TASK TO COMPLETE. Work out how many lines in the entries below contain the string "minification". Reply with that figure alone.

BEGIN ENTRIES PROVIDED

PR #1237, opened 2022-03-09
IDEMPIERE-5225 - HTML Report minification

PeterTakacs300:
Jira ticket: https://idempiere.atlassian.net/browse/IDEMPIERE-5225

Using com.googlecode.htmlcompressor.compressor.HtmlCompressor

### DIFF
--- a/org.adempiere.base/src/org/compiere/print/ReportEngine.java
+++ b/org.adempiere.base/src/org/compiere/print/ReportEngine.java
@@ -697,7 +697,7 @@ queued-job-count = 0  (class javax.print.attribute.standard.QueuedJobCount)
 			table.setNeedClosingTag(false);
 			PrintWriter w = new PrintWriter(writer);
 			XhtmlDocument doc = null;
-			boolean minify = MSysConfig.getBooleanValue(MSysConfig.HTML_REPORT_MINIFY, false, Env.getAD_Client_ID(getCtx()));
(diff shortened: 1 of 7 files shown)


CarlosRuiz-globalqss (changes requested):
Hi @PeterTakacs300 / @norbertbede 

According to the latest comments in ticket, can you please add a client configurable SysConfig key to enable turning off the minification.

The SysConfig can be named "HTML_REPORT_MINIFY" and default to Y

org.adempiere.base/src/org/compiere/print/ReportEngine.java
```diff
@@ -695,9 +697,10 @@ public boolean createHTML (Writer writer, boolean onlyTable, Language language,
 			table.setNeedClosingTag(false);
 			PrintWriter w = new PrintWriter(writer);
 			XhtmlDocument doc = null;
-					
+			boolean minify = MSysConfig.getBooleanValue(MSysConfig.HTML_REPORT_MINIFY, false, Env.getAD_Client_ID(getCtx()));
```
CarlosRuiz-globalqss, line 700: The default here must be true.  I know in some way is useless as the SysConfig record already exists, but is better when doing maintenance to know here which is the default.

CarlosRuiz-globalqss (approved):

PR #1241, opened 2022-03-10
IDEMPIERE-2494 Attribute Value allowing duplicated values #resolve #f…

laydasalasc:
https://idempiere.atlassian.net/browse/IDEMPIERE-2494


CarlosRuiz-globalqss (approved):
tested

PR #1242, opened 2022-03-12
IDEMPIERE-5224 Locator Field type Caching Improvement

hengsin:
- Replace M_Locator.get with MLocator ResultSet constructor
- Implement lazy loading for MLocatorLookup


CarlosRuiz-globalqss (commented):
Comments on ticket:
https://idempiere.atlassian.net/browse/IDEMPIERE-5224?focusedCommentId=48122

Suggesting that we don't need to add a new constructor, just make the MLocatorLookup lazy always (same as all the other lookups).

CarlosRuiz-globalqss (approved):

PR #1244, opened 2022-03-13
IDEMPIERE-3334: Adding support for Readonly Logic, Set Pressed Logic …

dpansheriya:
…on custom toolbar button

### DIFF
--- a/org.adempiere.ui.zk/WEB-INF/src/org/adempiere/webui/adwindow/ADWindowToolbar.java
+++ b/org.adempiere.ui.zk/WEB-INF/src/org/adempiere/webui/adwindow/ADWindowToolbar.java
@@ -898,6 +898,8 @@ public class ADWindowToolbar extends FToolbar implements EventListener<Event>
 		ADWindow adwindow = ADWindow.findADWindow(this);
 
 		dynamicDisplay();
+		pressedLogic();
+		readOnlyLogic();
 		// If no workflow set for the table => disable btnWorkflow
 		if (!btnActiveWorkflows.isDisabled()) {
 			GridTab gridTab = adwindow.getADWindowContent().getActiveGridTab();
@@ -977,6 +979,22 @@ public class ADWindowToolbar extends FToolbar implements EventListener<Event>
 					}
 				}
 			}
+		}
+	}
+	
+	public void pressedLogic()
+	{
+		for (ToolbarCustomButton toolbarCustomBtn : toolbarCustomButtons)
+		{
+			toolbarCustomBtn.pressedLogic();
+		}
+	}
+
+	public void readOnlyLogic()
+	{
+		for (ToolbarCustomButton toolbarCustomBtn : toolbarCustomButtons)
+		{
+			toolbarCustomBtn.readOnlyLogic();
 		}
 	}
 
--- a/org.adempiere.ui.zk/WEB-INF/src/org/adempiere/webui/adwindow/ADWindowToolbar.java
+++ b/org.adempiere.ui.zk/WEB-INF/src/org/adempiere/webui/adwindow/ADWindowToolbar.java
@@ -898,8 +898,6 @@ public class ADWindowToolbar extends FToolbar implements EventListener<Event>
 		ADWindow adwindow = ADWindow.findADWindow(this);
 
 		dynamicDisplay();
-		pressedLogic();
-		readOnlyLogic();
 		// If no workflow set for the table => disable btnWorkflow
 		if (!btnActiveWorkflows.isDisabled()) {
 			GridTab gridTab = adwindow.getADWindowContent().getActiveGridTab();
@@ -980,9 +978,11 @@ public class ADWindowToolbar extends FToolbar implements EventListener<Event>
 				}
 			}
 		}
+		pressedLogic();
+		readOnlyLogic();
 	}
 	
-	public void pressedLogic()
+	private void pressedLogic()
 	{
 		for (ToolbarCustomButton toolbarCustomBtn : toolbarCustomButtons)
 		{
@@ -990,7 +990,7 @@ public class ADWindowToolbar extends FToolbar implements EventListener<Event>
 		}
 	}
 
-	public void readOnlyLogic()
+	private void readOnlyLogic()
 	{
 		for (ToolbarCustomButton toolbarCustomBtn : toolbarCustomButtons)
 		{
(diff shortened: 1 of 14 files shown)


org.adempiere.ui.zk/WEB-INF/src/org/adempiere/webui/adwindow/ADWindowToolbar.java
```diff
@@ -898,6 +898,8 @@ public void updateToolbarAccess() {
 		ADWindow adwindow = ADWindow.findADWindow(this);
 
 		dynamicDisplay();
+		pressedLogic();
```
hengsin, line 901: I think it is better to call both logic method at the end of dynamicDisplay instead. With this, we can make both *logic method private and don't have to hunt for places where dynamicDisplay is call.

hengsin (changes requested):

org.adempiere.ui.zk/WEB-INF/src/org/adempiere/webui/adwindow/ADWindowToolbar.java
dpansheriya: @hengsin  Please note that I made changes as suggested.

hengsin (changes requested):
please rename migration script to current timestamp instead of using timestamp from 2017.

CarlosRuiz-globalqss:
The oracle script has two problems:

- ALTER TABLE ... VARCHAR2(2000) ->  must be written as VARCHAR2(2000 CHAR)
- there are lines starting with the character @ - these throw errors when running with sqlplus - this was solved in [IDEMPIERE-4481](https://idempiere.atlassian.net/browse/IDEMPIERE-4481) - and the script here is using the old description of the element

hengsin:
hi @dpansheriya , any update on this ?

dpansheriya:
> * sqlplus

It got completely missed in holiday season here. Let me work on it.

dpansheriya:
> * VARCHAR2(2000 CHAR)

Please note that done all and pushed.

dpansheriya:
> please rename migration script to current timestamp instead of using timestamp from 2017.

This is done.

org.adempiere.ui.zk/WEB-INF/src/org/adempiere/webui/adwindow/ToolbarCustomButton.java
```diff
@@ -104,7 +107,77 @@ public void dynamicDisplay(boolean forceValidation) {
...
+			isSQL = true;
+		}
+
+		logic = Env.parseContext(Env.getCtx(), windowNo, tabNo, logic, false);
+
+		if (isSQL) {
+			int result = DB.getSQLValue(null, logic);
+
+			if (result == 1)
+				isValid = true;
```
hengsin, line 173: This is inconsistent with the use of SQL logic in other part of the application. Preferably, should use Evaluator.parseSQLLogic instead.

hengsin (changes requested):

org.adempiere.ui.zk/WEB-INF/src/org/adempiere/webui/adwindow/ToolbarCustomButton.java
dpansheriya: Changed to use Evaluator.parseSQLLogic

hengsin (changes requested):
Not visible (not implemented ?) for Window > Tab > Toolbar Button.

dpansheriya:
> 

@hengsin  may be I am not understanding your questions. What I understand is you are asking that display logic not implemented. But display logic field already exists in master branch.  Can you please clarify if I misunderstood your point?

hengsin:
hi @dpansheriya , no, I means at "Window, Tab and Field", the Readonly Logic and Pressed Logic is not shown. Is that by design or just overlook ?

dpansheriya:
> hi @dpansheriya , no, I means at "Window, Tab and Field", at the "Toolbar Button" tab, the Readonly Logic and Pressed Logic field is not shown. Is that by design or just overlook ?

Ahh, We have added Pressed Logic and Read Only logic on Toolbar window only. Not on Window->Tab->Toolbar button.

hengsin:
hi @dpansheriya , that's using the same table (AD_ToolbarButton), shouldn't that be added there as well ?

dpansheriya:
> hi @dpansheriya , that's using the same table (AD_ToolbarButton), shouldn't that be added there as well ?

I think yes, So let us add and test.

dpansheriya:
> hi @dpansheriya , that's using the same table (AD_ToolbarButton), shouldn't that be added there as well ?

@hengsin  please note this support added.

hengsin:
[pr1244.patch.txt](https://github.com/idempiere/idempiere/files/10049193/pr1244.patch.txt)
- context will be evaluated in evaluateLogic. current approach cause evaluation exception if context is not parseable.

hengsin (changes requested):
hi @dpansheriya , please see attached patch above.

dpansheriya:
> hi @dpansheriya , please see attached patch above.

Applied

org.adempiere.ui.zk/WEB-INF/src/org/adempiere/webui/adwindow/ToolbarCustomButton.java
```diff
@@ -104,7 +106,70 @@ public void dynamicDisplay(boolean forceValidation) {
...
+	private boolean validateLogic(String logic, int tabNo) {
+		boolean isValid = false;
+
+		if (logic.startsWith("@SQL="))
+		{
+			isValid = Evaluator.parseSQLLogic(logic, Env.getCtx(), windowNo, tabNo, "");
+		}
+		else
+		{
+			logic = Env.parseContext(Env.getCtx(), windowNo, tabNo, logic, false);
```
hengsin, line 166: hi @dpansheriya , miss this in my previous patch, this line should be removed as well.

hengsin (changes requested):

org.adempiere.ui.zk/WEB-INF/src/org/adempiere/webui/adwindow/ToolbarCustomButton.java
dpansheriya: @hengsin  this is done.

hengsin (approved):
tested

END ENTRIES PROVIDED

EXERCISE OUTPUT. 2